INSTRUCTIONS FOR THE TASK
For the records that follow, please set down exactly the lines between the one holding "-394,6 +402,15 @@" and the one holding "err := sb.getStructObjectFields(typ)", inclusive, and only those.

SUPPLIED MATERIAL
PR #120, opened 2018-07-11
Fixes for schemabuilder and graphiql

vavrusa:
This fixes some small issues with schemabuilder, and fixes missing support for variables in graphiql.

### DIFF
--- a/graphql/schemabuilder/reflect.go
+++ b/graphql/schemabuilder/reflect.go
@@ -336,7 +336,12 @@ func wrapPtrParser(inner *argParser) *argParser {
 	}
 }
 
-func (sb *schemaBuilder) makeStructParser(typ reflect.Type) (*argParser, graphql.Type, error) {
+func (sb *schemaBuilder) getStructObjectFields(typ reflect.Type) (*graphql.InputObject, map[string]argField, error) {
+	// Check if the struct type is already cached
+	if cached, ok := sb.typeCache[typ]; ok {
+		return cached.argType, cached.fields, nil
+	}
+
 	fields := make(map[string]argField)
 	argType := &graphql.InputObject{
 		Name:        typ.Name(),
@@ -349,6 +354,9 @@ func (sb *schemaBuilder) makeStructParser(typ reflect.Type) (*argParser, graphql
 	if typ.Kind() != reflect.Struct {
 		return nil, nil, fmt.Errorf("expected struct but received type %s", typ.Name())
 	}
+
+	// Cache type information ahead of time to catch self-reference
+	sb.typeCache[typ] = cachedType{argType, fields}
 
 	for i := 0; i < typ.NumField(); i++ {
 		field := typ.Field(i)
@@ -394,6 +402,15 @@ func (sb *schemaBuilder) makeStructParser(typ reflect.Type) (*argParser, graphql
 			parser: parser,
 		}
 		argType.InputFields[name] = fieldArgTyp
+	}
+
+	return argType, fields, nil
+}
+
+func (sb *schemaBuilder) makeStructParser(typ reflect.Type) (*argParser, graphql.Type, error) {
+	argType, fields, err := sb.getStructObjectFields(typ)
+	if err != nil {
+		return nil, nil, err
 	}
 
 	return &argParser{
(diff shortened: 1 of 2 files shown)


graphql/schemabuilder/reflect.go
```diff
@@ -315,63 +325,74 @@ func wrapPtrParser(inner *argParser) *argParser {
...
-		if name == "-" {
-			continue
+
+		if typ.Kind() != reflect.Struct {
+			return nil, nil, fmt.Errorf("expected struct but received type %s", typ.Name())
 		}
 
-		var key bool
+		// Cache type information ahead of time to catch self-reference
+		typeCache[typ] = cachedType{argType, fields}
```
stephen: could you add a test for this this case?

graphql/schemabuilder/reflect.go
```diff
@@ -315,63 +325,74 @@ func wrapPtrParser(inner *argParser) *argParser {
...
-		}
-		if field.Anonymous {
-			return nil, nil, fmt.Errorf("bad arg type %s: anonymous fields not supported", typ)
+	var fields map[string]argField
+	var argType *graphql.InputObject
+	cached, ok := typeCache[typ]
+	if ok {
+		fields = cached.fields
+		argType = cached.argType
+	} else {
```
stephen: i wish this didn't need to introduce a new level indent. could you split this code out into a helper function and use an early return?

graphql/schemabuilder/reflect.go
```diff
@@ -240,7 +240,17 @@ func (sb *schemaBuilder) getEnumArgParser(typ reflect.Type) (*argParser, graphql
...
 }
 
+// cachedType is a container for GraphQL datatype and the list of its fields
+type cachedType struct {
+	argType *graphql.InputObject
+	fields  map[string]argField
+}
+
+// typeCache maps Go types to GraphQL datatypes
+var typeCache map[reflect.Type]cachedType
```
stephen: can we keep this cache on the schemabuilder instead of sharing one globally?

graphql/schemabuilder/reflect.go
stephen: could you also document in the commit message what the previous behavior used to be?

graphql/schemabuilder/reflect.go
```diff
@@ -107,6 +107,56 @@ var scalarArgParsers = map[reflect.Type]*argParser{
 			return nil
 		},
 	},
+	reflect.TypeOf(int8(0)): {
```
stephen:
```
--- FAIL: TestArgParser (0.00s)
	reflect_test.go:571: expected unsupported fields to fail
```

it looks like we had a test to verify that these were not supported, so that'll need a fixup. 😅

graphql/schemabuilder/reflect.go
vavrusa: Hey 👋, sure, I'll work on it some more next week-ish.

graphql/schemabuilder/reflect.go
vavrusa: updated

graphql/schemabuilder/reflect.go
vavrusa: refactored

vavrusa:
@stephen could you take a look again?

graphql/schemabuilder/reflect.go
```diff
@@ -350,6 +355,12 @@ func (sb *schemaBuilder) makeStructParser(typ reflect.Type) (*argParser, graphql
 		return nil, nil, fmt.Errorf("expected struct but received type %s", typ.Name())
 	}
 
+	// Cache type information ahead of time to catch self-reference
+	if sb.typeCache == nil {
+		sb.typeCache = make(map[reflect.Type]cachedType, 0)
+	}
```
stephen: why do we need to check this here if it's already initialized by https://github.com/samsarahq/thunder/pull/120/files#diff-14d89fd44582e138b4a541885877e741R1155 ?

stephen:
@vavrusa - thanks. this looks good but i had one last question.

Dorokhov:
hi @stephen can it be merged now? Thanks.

--

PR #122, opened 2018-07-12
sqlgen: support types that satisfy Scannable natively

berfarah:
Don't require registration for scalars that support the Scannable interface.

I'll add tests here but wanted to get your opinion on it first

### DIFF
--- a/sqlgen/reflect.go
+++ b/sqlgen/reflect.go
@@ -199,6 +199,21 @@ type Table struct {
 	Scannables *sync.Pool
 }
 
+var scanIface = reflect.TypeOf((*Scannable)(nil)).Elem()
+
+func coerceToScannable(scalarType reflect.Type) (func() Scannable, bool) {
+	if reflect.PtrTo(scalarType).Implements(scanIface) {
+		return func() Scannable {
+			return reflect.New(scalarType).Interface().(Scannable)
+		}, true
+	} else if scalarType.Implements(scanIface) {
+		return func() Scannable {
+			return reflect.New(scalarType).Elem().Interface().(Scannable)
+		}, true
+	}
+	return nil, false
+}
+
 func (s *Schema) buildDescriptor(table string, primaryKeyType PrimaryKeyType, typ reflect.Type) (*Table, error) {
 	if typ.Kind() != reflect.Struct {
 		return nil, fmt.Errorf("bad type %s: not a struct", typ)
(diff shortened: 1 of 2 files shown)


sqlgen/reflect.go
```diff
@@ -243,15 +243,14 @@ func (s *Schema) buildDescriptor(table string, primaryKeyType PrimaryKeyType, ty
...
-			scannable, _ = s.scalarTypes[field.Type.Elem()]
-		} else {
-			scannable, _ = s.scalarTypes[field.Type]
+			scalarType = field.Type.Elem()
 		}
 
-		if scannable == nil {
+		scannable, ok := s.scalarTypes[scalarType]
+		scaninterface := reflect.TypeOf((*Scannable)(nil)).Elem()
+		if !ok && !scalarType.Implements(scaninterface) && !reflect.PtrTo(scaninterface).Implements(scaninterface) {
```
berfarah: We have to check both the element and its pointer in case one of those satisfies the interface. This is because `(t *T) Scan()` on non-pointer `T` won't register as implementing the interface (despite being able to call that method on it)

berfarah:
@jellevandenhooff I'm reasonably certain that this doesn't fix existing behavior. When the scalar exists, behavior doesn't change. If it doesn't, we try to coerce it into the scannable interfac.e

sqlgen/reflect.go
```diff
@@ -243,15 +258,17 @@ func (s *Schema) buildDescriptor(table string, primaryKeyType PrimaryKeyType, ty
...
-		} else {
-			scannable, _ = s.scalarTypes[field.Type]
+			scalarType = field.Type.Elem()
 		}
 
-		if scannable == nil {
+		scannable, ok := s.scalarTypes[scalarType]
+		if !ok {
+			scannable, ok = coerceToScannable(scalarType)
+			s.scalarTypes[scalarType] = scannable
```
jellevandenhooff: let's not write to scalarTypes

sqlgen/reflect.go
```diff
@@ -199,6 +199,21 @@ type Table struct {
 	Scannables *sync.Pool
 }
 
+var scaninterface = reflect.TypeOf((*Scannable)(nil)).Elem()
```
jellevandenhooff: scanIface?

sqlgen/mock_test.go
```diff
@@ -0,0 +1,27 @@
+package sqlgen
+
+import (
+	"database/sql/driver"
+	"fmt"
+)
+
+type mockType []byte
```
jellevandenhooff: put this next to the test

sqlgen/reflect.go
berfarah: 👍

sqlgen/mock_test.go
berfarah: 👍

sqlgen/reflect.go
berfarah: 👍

EXERCISE SOLUTION
@@ -394,6 +402,15 @@ func (sb *schemaBuilder) makeStructParser(typ reflect.Type) (*argParser, graphql
 			parser: parser,
 		}
 		argType.InputFields[name] = fieldArgTyp
+	}
+
+	return argType, fields, nil
+}
+
+func (sb *schemaBuilder) makeStructParser(typ reflect.Type) (*argParser, graphql.Type, error) {
+	argType, fields, err := sb.getStructObjectFields(typ)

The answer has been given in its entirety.